**Information given**
↓
PR #59613, opened 2024-08-12
Simplify mergeEmitNode

jakebailey:
@armanio123 and I noticed in #59332 that simply copying `leadingComments`/`trailingComments` and force overwriting (rather than concatenating) fixes the comment duplication problem from #59332.

Reading things further, it the function already force copies over the other node's information (flags, comment ranges, etc). Out of interest, I tried removing some of the other "complicated" merging operations and found that they also worked fine when just regular slices.

Maybe this extra simplification is valid?

### DIFF
--- a/src/compiler/factory/nodeFactory.ts
+++ b/src/compiler/factory/nodeFactory.ts
@@ -7449,13 +7449,13 @@ function mergeEmitNode(sourceEmitNode: EmitNode, destEmitNode: EmitNode | undefi
     // `leadingComments` are concatenated with any existing leading comments on the destination
     if (leadingComments) {
         // We use `.slice()` in case `destEmitNode.leadingComments` is pushed to later
-        destEmitNode.leadingComments = addRange(leadingComments.slice(), destEmitNode.leadingComments);
+        destEmitNode.leadingComments = leadingComments.slice();
     }
 
     // `trailingComments` are concatenated with any existing trailing comments on the destination
     if (trailingComments) {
↑
**Work item**
Set the whole listing down, word for word.

**Exercise answer**
PR #59613, opened 2024-08-12
Simplify mergeEmitNode

jakebailey:
@armanio123 and I noticed in #59332 that simply copying `leadingComments`/`trailingComments` and force overwriting (rather than concatenating) fixes the comment duplication problem from #59332.

Reading things further, it the function already force copies over the other node's information (flags, comment ranges, etc). Out of interest, I tried removing some of the other "complicated" merging operations and found that they also worked fine when just regular slices.

Maybe this extra simplification is valid?

### DIFF
--- a/src/compiler/factory/nodeFactory.ts
+++ b/src/compiler/factory/nodeFactory.ts
@@ -7449,13 +7449,13 @@ function mergeEmitNode(sourceEmitNode: EmitNode, destEmitNode: EmitNode | undefi
     // `leadingComments` are concatenated with any existing leading comments on the destination
     if (leadingComments) {
         // We use `.slice()` in case `destEmitNode.leadingComments` is pushed to later
-        destEmitNode.leadingComments = addRange(leadingComments.slice(), destEmitNode.leadingComments);
+        destEmitNode.leadingComments = leadingComments.slice();
     }
 
     // `trailingComments` are concatenated with any existing trailing comments on the destination
     if (trailingComments) {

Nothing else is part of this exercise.